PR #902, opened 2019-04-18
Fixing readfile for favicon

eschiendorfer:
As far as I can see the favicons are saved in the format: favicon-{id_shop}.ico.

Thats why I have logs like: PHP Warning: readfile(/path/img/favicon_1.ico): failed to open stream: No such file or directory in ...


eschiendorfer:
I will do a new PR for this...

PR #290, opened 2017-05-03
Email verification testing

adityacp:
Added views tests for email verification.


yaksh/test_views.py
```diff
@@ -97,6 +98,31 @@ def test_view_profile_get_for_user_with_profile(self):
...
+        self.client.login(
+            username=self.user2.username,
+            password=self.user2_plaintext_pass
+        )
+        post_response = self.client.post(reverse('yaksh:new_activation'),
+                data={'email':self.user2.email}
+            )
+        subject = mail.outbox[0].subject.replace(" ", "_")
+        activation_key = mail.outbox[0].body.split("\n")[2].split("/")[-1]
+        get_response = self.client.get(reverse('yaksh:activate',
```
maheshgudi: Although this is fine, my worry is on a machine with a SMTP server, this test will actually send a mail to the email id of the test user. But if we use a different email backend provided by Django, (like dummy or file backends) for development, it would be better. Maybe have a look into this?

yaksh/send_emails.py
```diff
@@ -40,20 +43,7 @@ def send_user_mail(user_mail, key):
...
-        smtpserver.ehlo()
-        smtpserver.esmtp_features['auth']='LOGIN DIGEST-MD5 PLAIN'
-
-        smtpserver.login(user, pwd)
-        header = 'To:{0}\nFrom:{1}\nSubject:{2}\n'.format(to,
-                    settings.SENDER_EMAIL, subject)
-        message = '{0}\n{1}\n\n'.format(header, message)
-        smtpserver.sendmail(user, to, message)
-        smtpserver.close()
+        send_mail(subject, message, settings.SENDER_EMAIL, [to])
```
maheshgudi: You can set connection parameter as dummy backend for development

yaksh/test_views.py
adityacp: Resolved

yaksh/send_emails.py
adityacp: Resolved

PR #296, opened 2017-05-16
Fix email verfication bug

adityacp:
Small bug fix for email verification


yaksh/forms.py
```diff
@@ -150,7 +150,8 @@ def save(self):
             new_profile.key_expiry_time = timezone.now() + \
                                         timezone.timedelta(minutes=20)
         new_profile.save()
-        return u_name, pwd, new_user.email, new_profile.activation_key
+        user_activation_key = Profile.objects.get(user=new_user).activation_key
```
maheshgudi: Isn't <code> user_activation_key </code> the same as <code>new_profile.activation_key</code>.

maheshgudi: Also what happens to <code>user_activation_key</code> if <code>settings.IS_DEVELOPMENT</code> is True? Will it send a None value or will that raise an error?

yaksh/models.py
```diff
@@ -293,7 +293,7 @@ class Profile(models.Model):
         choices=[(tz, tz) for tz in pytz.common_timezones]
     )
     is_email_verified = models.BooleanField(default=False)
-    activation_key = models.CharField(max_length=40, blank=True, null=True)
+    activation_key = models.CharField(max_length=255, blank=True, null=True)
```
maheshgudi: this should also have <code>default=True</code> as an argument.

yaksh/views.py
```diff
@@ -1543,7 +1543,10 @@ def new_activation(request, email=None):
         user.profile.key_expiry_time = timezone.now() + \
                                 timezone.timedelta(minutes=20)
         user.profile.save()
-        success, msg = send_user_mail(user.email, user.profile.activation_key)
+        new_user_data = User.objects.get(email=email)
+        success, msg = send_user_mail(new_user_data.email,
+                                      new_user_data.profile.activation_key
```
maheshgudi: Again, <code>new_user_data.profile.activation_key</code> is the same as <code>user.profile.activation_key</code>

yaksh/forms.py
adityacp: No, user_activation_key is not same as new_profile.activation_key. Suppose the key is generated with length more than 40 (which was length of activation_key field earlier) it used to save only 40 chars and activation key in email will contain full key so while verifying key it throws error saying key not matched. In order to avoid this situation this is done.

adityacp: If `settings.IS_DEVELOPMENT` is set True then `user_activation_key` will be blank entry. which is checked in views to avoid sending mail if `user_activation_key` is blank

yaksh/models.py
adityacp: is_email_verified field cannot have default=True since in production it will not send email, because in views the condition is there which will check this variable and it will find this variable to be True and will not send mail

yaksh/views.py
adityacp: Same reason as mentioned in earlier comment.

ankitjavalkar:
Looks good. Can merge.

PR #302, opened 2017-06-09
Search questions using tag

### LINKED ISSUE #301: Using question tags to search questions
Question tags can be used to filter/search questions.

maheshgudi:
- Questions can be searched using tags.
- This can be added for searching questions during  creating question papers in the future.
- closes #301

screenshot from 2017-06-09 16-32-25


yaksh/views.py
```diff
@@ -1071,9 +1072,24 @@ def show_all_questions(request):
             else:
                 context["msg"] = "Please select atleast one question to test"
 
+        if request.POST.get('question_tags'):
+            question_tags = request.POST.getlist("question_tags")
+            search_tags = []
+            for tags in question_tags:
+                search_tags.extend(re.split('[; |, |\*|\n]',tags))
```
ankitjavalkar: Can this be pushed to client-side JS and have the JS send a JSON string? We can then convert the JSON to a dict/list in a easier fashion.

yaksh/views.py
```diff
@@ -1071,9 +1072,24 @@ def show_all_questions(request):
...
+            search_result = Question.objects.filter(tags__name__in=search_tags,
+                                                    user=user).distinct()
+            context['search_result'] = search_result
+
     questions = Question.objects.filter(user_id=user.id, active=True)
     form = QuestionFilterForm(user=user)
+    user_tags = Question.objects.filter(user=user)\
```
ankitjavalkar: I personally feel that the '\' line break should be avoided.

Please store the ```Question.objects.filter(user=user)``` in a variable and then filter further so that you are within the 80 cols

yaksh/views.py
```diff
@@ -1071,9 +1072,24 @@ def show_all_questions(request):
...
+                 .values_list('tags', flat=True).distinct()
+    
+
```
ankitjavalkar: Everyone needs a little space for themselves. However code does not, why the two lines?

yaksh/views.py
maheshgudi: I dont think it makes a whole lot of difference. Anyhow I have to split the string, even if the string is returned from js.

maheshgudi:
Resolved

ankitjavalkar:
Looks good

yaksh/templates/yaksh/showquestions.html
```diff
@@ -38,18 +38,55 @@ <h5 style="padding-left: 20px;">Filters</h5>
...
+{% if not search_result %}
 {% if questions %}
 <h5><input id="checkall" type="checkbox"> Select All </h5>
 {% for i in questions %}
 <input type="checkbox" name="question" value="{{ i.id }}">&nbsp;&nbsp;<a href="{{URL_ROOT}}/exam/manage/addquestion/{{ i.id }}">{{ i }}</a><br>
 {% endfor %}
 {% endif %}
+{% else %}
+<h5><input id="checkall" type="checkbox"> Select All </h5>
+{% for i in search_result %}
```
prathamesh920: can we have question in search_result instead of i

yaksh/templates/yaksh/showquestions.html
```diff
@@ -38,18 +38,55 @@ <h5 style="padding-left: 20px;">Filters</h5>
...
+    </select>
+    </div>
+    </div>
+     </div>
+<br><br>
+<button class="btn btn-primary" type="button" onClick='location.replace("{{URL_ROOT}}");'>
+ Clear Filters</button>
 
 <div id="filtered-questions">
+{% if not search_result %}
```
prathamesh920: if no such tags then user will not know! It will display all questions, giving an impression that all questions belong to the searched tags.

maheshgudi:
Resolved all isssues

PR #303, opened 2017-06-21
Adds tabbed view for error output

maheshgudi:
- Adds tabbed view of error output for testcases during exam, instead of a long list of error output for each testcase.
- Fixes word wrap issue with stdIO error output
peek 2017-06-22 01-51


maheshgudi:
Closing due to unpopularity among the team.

════════

TASK REQUIREMENTS: Could you copy each line in the listing above that includes the word "models"?

OUTPUT FOR THIS EXERCISE:
yaksh/models.py
@@ -293,7 +293,7 @@ class Profile(models.Model):
     is_email_verified = models.BooleanField(default=False)
-    activation_key = models.CharField(max_length=40, blank=True, null=True)
+    activation_key = models.CharField(max_length=255, blank=True, null=True)
yaksh/models.py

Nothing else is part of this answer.